Work item => The reply has to contain each record exactly as written.

Stored data =>

Issue #71, opened 2015-10-19
Cryptic error message when the client ID is null/undefined


jeffwilcox:
Hi,
Might be useful to actively protect against a null or undefined/empty client ID when using the module.

This is the cryptic error I get when I set client ID to the empty string, for example...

Exercise response =>
Issue #71, opened 2015-10-19
Cryptic error message when the client ID is null/undefined


jeffwilcox:
Hi,
Might be useful to actively protect against a null or undefined/empty client ID when using the module.

This is the cryptic error I get when I set client ID to the empty string, for example...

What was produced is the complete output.